Even if Apple didn't sell laptops, you know they would want their own little
corner for the iPad. The last time I was in my local BB, the Apple section
looked like a little Apple store (as always). The other tablets were lined up
shoulder to shoulder and locked into plastic cases bolted to the shelves. Some
were setup so you could actually pick them up. Quite a few were dead (probably
uncharged). Other than a basic grouping by screen size, it was a "Here's a
bunch of tablets, good luck" situation. It's no surprise they don't sell too
well.

I'd imagine BB loves the Apple stores. It gives them something that no one
else has... a little Apple store. Even if they have to kowtow to all of
Apple's demands, it must be a good deal.

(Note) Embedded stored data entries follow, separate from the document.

Issue #152, opened 2018-08-13
Mac: Add missing file notifications


wilbaker:
Add all of the file notifications required for `git status` to report the correct\expected results.

wilbaker:
See #156 for "file modified" notification code changes

PR #191, opened 2018-08-20
Mac: New file created notification

wilbaker:
Part of the work required for #152.

Changes include:

- Adding "new file created" notification to kext and user-mode
- Adding new file notification handling to `MirrorProvider`
- Enabling additional functional tests
- Categorizing more functional tests (that were previously uncategorized)
- Removing the code that blocks modifications to the repo when GVFS is offline

Regarding the last point above, the code for blocking notifications was also preventing copying in new hooks and repairing broken repos (now that newly created files are flagged as being in the root).  The code for supporting this feature can be revisited once we have the rest of notifications and projection changes working on Mac.

It should also be noted that the "new file" notification will be raised for both newly created files, and any files that were created as part of `gvfs clone` (prior to the root of the repo getting marked as such).  This doesn't cause a problem for VFSForGit because it ignores new files created in the .git folder.

Functional test run with these changes:

```
Test Run Summary
  Overall result: Warning
  Test Count: 166, Passed: 164, Failed: 0, Warnings: 0, Inconclusive: 0, Skipped: 2
    Skipped Tests - Ignored: 2, Explicit: 0, Other: 0
  Start time: 2018-08-20 16:50:23Z
    End time: 2018-08-20 16:54:19Z
    Duration: 236.021 seconds
```

### DIFF
--- a/ProjFS.Mac/PrjFSKext/PrjFSKext/KauthHandler.cpp
+++ b/ProjFS.Mac/PrjFSKext/PrjFSKext/KauthHandler.cpp
@@ -35,9 +35,10 @@ static int HandleFileOpOperation(
 static int GetPid(vfs_context_t context);
 
 static uint32_t ReadVNodeFileFlags(vnode_t vn, vfs_context_t context);
-static bool FileFlagsBitIsSet(uint32_t fileFlags, uint32_t bit);
-static bool ActionBitIsSet(kauth_action_t action, kauth_action_t mask);
-static bool ActionBitsNotSet(kauth_action_t action, kauth_action_t mask);
+static inline bool HasAncestorFlaggedAsInRoot(vnode_t vnode, vfs_context_t context);
+static inline bool FileFlagsBitIsSet(uint32_t fileFlags, uint32_t bit);
+static inline bool FileIsFlaggedAsInRoot(vnode_t vnode, vfs_context_t context);
+static inline bool ActionBitIsSet(kauth_action_t action, kauth_action_t mask);
 
 static bool IsFileSystemCrawler(char* procname);
 
@@ -225,6 +226,7 @@ void KauthHandler_HandleKernelMessageResponse(uint64_t messageId, MessageType re
         case MessageType_KtoU_NotifyFileModified:
         case MessageType_KtoU_NotifyFilePreDelete:
         case MessageType_KtoU_NotifyDirectoryPreDelete:
+        case MessageType_KtoU_NotifyFileCreated:
             KextLog_Error("KauthHandler_HandleKernelMessageResponse: Unexpected responseType: %d", responseType);
             break;
     }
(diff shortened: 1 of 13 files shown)


ProjFS.Mac/PrjFSKext/PrjFSKext/KauthHandler.cpp
```diff
@@ -782,20 +735,49 @@ static uint32_t ReadVNodeFileFlags(vnode_t vn, vfs_context_t context)
...
+    // or the root of the file system
+    while (NULLVP != vnode && !vnode_isvroot(vnode))
+    {
+        uint32_t vnodeFileFlags = ReadVNodeFileFlags(vnode, context);
+        if (FileFlagsBitIsSet(vnodeFileFlags, FileFlags_IsInVirtualizationRoot))
+        {
+            inRoot = true;
+            break;
+        }
+        vnode_t parent = vnode_getparent(vnode);
```
sanoursa: If you need a 100% reliable answer, this does not seem to be a good way to walk up the vnode parent chain, because `vnode_getparent` can return null even if the current vnode does have a parent. I'm not sure what we need to do to make it more reliable though.

ProjFS.Mac/PrjFSKext/PrjFSKext/KauthHandler.cpp
```diff
@@ -382,28 +384,66 @@ static int HandleFileOpOperation(
...
+            goto CleanupAndReturn;
+        }
+
+        bool fileFlaggedInRoot = FileIsFlaggedAsInRoot(currentVnode, context);
+        if (fileFlaggedInRoot && KAUTH_FILEOP_CLOSE_MODIFIED != closeFlags)
+        {
+            goto CleanupAndReturn;
+        }
+		
+        if (!fileFlaggedInRoot && !HasAncestorFlaggedAsInRoot(currentVnode, context))
```
sanoursa: Do you actually need this call? The next call to `ShouldHandleFileOpEvent` already calls `VirtualizationRoots_FindForVnode` and will return a root if one exists. So it seems like `ShouldHandleFileOpEvent` already returns false if there is no ancestor that is a root.

ProjFS.Mac/PrjFSLib/PrjFSLib.cpp
```diff
@@ -450,6 +450,20 @@ static void HandleKernelRequest(Message request, void* messageMemory)
                 PrjFS_NotificationType_PreDelete);
             break;
         }
+        
+        case MessageType_KtoU_NotifyFileCreated:
+        {
+            char fullPath[PrjFSMaxPath];
+            CombinePaths(s_virtualizationRootFullPath.c_str(), request.path, fullPath);
+            SetBitInFileFlags(fullPath, FileFlags_IsInVirtualizationRoot, true);
```
sanoursa: What if this fails?

wilbaker: Thanks for pointing this out, I had not considered that scenario.

I think VFSForGit should log if this happens, what would you think if the kext let the provider know in the NewFileCreated callback (e.g. add a `bool fileSuccessfullyFlagged`)?

As far as impact on VFSForGit, if we fail to set the bit:
- There could be duplicate NewFileCreated notifications
- The kext will not deliver the PreDelete notification (because the file is not flagged)

So far I've not been able to think of a scenario where git would behave incorrectly if this happened, the main issue would be missing (or duplicate callbacks).

Other than logging, do you have any ideas on what else we could\should do if this occurs?

ProjFS.Mac/PrjFSKext/PrjFSKext/KauthHandler.cpp
sanoursa: If I understand the design direction correctly (@pmj ?), we will be getting rid of our file flags at some point and our vnode cache will be the source of truth for whether something is a root or not. So I don't think we should spread the implementation details of what it means to be a root. At a minimum, this lock-free approach should be moved into `VirtualizationRoots.hpp/cpp`, but yea it could also be a premature optimization if you haven't actually measured a perf hit.

ProjFS.Mac/PrjFSLib/PrjFSLib.cpp
sanoursa: This is a general implementation hole that @nickgra is looking into - we need to make sure that the lib's IO is all-or-nothing, and doesn't leave files in a halfway updated state. This one is a bit more problematic, since it's in response to a fileop event and therefore we don't get a chance to redo it. At the very least, we should leave a TODO here, and logging it is a good idea as well. Down the road, we need some strategy for recovering from lost fileop events (and that's a bigger scope than what @nickgra is working on right now, so let's address that one separately)

ProjFS.Mac/PrjFSKext/PrjFSKext/KauthHandler.cpp
sanoursa: See the other comment related to this. For now, we should just avoid spreading the implementation details of how to find a root.

ProjFS.Mac/PrjFSKext/PrjFSKext/KauthHandler.cpp
wilbaker: Ok thanks, in that case I'll just take this out for now and rely on `ShouldHandleFileOpEvent`

ProjFS.Mac/PrjFSKext/PrjFSKext/KauthHandler.cpp
wilbaker: See other comment, I will remove this function

ProjFS.Mac/PrjFSLib/PrjFSLib.cpp
wilbaker: > At the very least, we should leave a TODO here, and logging it is a good idea as well.

I'll leave a TODO for now.  Long term if we can have failures here (once we've stopped using flags) we'll either want a way to let providers know so that they can log the failure to a log file, or we'll want a PrjFSLib log file where we can log it.

ProjFS.Mac/PrjFSLib/PrjFSLib.cpp
```diff
@@ -450,6 +450,22 @@ static void HandleKernelRequest(Message request, void* messageMemory)
                 PrjFS_NotificationType_PreDelete);
             break;
         }
+        
+        case MessageType_KtoU_NotifyFileCreated:
+        {
+            char fullPath[PrjFSMaxPath];
+            CombinePaths(s_virtualizationRootFullPath.c_str(), request.path, fullPath);
+			
+			// TODO(Mac): Handle SetBitInFileFlags failures
```
wilbaker: Remove tabs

When an Apple laptop sells (lets say
at an average of $1200), how much do you think Best Buy gets of that? $50?
$100?

When a $400 or $800 PC laptop sells, how much do you think Best Buy gets? $15?
$25? Even if BB gets the same percentage for all laptops, or even a lower
percentage for Apple... I'm guessing the higher average sales prices makes up
for it.

Apple's margins are famous, and if I was Best Buy I'd want in any way I could.

It's actually a pretty good deal for Apple too. Some beautiful Apple
computers, fun to play with, and well setup. Just 10 feet away there is a sea
of identical PCs, often with cheap plastic and poor screens. There are some
good ones in there (and maybe promoted on isle caps), but still.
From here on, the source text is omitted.